● **TASK PROMPT**:
Across the records, count every line that includes "import" and give the number by itself.

● **RECORD SET**:
+ + +
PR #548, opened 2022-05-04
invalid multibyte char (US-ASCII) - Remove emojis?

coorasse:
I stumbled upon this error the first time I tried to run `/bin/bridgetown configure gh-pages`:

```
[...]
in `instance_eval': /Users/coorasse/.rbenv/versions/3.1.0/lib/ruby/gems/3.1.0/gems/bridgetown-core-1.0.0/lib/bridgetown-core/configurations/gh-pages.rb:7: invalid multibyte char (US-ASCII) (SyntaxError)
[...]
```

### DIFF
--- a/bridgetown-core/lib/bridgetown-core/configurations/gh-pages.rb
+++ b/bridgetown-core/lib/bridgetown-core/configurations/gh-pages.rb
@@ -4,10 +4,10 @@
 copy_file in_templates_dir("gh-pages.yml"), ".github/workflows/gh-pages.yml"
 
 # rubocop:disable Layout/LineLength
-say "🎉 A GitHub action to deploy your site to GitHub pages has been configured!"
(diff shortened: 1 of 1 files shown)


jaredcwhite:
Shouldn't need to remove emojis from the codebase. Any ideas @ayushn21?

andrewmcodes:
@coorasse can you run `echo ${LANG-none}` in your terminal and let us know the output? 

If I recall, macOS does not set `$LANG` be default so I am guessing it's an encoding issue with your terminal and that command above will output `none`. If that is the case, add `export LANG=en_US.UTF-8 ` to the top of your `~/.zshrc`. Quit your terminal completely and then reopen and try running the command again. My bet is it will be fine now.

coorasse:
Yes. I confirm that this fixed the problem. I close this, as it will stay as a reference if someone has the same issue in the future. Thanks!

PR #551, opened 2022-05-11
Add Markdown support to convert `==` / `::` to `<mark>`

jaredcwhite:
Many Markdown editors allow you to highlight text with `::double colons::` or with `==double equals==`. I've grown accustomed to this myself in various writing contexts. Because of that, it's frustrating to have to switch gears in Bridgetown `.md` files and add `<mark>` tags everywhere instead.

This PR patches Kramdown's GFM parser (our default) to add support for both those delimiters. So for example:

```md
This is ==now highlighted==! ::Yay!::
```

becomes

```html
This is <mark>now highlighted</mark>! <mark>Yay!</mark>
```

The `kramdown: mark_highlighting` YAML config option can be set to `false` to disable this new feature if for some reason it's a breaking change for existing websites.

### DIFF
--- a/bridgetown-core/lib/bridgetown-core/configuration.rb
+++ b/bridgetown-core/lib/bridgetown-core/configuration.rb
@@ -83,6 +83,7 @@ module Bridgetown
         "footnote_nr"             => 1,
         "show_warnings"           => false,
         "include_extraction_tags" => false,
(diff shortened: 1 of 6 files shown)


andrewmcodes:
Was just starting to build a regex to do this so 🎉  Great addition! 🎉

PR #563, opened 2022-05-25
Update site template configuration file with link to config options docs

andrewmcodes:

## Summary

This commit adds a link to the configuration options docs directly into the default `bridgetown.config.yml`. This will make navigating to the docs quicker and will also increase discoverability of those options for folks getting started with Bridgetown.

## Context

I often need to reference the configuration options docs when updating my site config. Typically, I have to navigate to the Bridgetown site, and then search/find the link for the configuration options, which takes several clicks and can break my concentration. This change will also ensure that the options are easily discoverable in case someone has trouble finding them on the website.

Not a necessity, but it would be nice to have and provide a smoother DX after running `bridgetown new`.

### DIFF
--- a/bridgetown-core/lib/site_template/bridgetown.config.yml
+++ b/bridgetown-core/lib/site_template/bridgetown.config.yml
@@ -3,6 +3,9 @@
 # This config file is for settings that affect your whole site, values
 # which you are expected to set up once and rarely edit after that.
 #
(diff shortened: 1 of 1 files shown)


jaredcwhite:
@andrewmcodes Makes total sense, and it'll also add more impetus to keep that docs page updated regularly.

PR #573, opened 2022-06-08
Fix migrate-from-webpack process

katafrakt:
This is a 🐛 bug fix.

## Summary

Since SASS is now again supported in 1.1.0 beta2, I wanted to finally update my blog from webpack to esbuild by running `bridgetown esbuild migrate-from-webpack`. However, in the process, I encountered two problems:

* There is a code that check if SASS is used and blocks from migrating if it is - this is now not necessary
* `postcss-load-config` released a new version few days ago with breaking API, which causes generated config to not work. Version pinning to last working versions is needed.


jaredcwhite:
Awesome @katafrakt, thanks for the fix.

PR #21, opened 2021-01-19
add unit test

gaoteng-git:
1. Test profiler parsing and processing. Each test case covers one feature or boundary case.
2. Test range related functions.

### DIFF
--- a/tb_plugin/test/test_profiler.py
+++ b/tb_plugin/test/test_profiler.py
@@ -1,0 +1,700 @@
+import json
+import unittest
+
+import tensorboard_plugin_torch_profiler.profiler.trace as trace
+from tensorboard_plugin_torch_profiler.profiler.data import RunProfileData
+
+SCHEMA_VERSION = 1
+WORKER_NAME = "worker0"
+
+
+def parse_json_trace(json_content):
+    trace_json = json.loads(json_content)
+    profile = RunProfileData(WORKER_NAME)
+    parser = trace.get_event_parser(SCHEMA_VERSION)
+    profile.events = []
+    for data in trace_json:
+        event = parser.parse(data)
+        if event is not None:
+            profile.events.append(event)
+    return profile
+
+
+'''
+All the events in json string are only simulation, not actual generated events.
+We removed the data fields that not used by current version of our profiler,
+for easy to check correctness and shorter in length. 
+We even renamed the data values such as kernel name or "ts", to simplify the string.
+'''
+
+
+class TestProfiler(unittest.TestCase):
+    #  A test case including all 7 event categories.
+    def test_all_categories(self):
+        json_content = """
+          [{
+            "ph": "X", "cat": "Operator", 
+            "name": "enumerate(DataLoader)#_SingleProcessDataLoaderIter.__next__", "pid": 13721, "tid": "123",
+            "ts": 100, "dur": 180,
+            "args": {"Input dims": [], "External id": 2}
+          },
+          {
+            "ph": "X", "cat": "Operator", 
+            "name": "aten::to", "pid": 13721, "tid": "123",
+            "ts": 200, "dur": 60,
+ + +
● **RESPONSE**:
4